Northwestern Events Calendar

Apr
30
2018

Counter-Revolutionary Aesthetics in Egypt — Jessica Winegar

When: Monday, April 30, 2018
12:00 PM - 1:30 PM CT

Where: Kresge Hall, Room 1-515 (The Forum), 1880 Campus Drive , Evanston, IL 60208 map it

Audience: Faculty/Staff - Student - Post Docs/Docs - Graduate Students

Cost: Free

Contact: Danny Postel  

Group: Middle East and North African Studies

Category: Lectures & Meetings

Description:

Fresh back from Egypt, Jessica Winegar will present preliminary material from her book-in-progress that examines how aesthetic forms, judgments, and practices played a central role in both delegitimizing revolutionary movements and in reproducing the longstanding power of the regime in Egypt, particularly during the period just after the 2011 uprising. She will focus on how seemingly opposed factions deployed the same aesthetic regimes to create their political stances and expand their constituencies, and especially to consolidate power for the current president, Abd al-Fattah Al-Sisi. She will argue that we need to attend to the power of the aesthetic in order more fully to understand how certain political possibilities are opened or foreclosed.

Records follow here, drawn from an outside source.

PR #246, opened 2016-04-03
Updated the Symfony versions displayed in README and commands

javiereguiluz:
This supersedes #232.

### DIFF
--- a/LICENSE
+++ b/LICENSE
@@ -1,4 +1,4 @@
-Copyright (c) 2014-2015 Fabien Potencier
+Copyright (c) 2014-2016 Fabien Potencier
 
 Permission is hereby granted, free of charge, to any person obtaining a copy
 of this software and associated documentation files (the "Software"), to deal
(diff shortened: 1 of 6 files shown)


stof:
@javiereguiluz can you fix the testsuite ?

javiereguiluz:
The error is caused by the infamous Symfony error that left the `-DEV` suffix in the version number (https://github.com/symfony/symfony/issues/18390 & related). What's the best approach to solve this in our test suite?

javiereguiluz:
Let's merge this as is and then we'll think about how to fix our test suite. Thanks!

xabbuh:
Is it worth to change anything? The failure is not related to the installer but to the built packages and will be good again with the next release.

Jessica Winegar is the Harold H. and Virginia Anderson Chair in the Department of Anthropology and a member of the Core Faculty of the Program in Middle East and North African Studies. She is Interim Director of the Alice Kaplan Institute for the Humanities (2017-2018) and will be a Fellow of the Institute for Advanced Study in Princeton for 2018-2019.

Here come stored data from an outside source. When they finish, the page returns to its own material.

PR #247, opened 2016-04-04
Made all network connections proxy-compatible

### LINKED ISSUE #243: proxy is not used everywhere
In some places the installer still use "file_get_contents", which does not work behind a proxy.
e.g.
- DownloadCommand::createGitIgnore
- SelfUpdateCommand...
- ...

javiereguiluz:
This fixes #243.

### DIFF
--- a/src/Symfony/Installer/SelfUpdateCommand.php
+++ b/src/Symfony/Installer/SelfUpdateCommand.php
@@ -27,15 +27,12 @@ use Symfony\Component\Filesystem\Exception\IOException;
  * @author Stephane PY <py.stephane1@gmail.com>
  * @author Grégoire Pineau <lyrixx@lyrixx.info>
  */
-class SelfUpdateCommand extends Command
+class SelfUpdateCommand extends DownloadCommand
 {
-    /** @var Filesystem */
-    private $fs;
-
-    /** @var OutputInterface */
-    private $output;
-
     private $tempDir;
+
+    /** @var string */
+    private $latestInstallerVersion;
 
     /** @var string  the URL where the latest installer version can be downloaded */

Her research areas include contemporary arts and cultural production in the Middle East and US critical university studies. She is author of Creative Reckonings: The Politics of Art and Culture in Contemporary Egypt (Stanford University Press, 2006), which won the Middle East Studies Association's Albert Hourani Book Award, and co-author (with Lara Deeb) of Anthropology’s Politics: Disciplining the Middle East (Stanford University Press, 2015).

She has played an active role in ArteEast, an arts organization dedicated to supporting and promoting artists from the Middle East and its diasporas. Winegar is also a founding member of the Task Force for Middle East Anthropology, a group dedicated to increasing the relevance, visibility, and application of anthropological perspectives on the Middle East.

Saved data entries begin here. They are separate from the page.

PR #248, opened 2016-04-06
Temporary fix for failing tests

javiereguiluz:
Symfony released some stable versions with the `-DEV` suffix in their versions. This broke our tests. Let's fix this temporarily until the next maintenance versions are released next month.


xabbuh:
fair enough :+1:

PR #252, opened 2016-06-02
Add missing DocBlock.

regniblod:


src/Symfony/Installer/AboutCommand.php
```diff
@@ -22,15 +22,26 @@
  */
 class AboutCommand extends Command
 {
+    /**
+     * @var string The current version of the Symfony installer
```
xabbuh: This is actually not needed as the type can be inferred from the constructor.

javiereguiluz: You are right ... but let's leave it for consistency sake.

javiereguiluz:
@regniblod thanks for taking care of updating/finishing all the PHPdoc blocks!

Winegar has received grants and fellowships from the National Endowment for the Humanities, American Council of Learned Societies, Social Science Research Council, Fulbright, and the Mellon Foundation. She has enjoyed postdoctoral fellowships at the University of California at Berkeley, Cornell University, and the School for Advanced Research.

She currently chairs the editorial committee of the Middle East Research and Information Project (MERIP).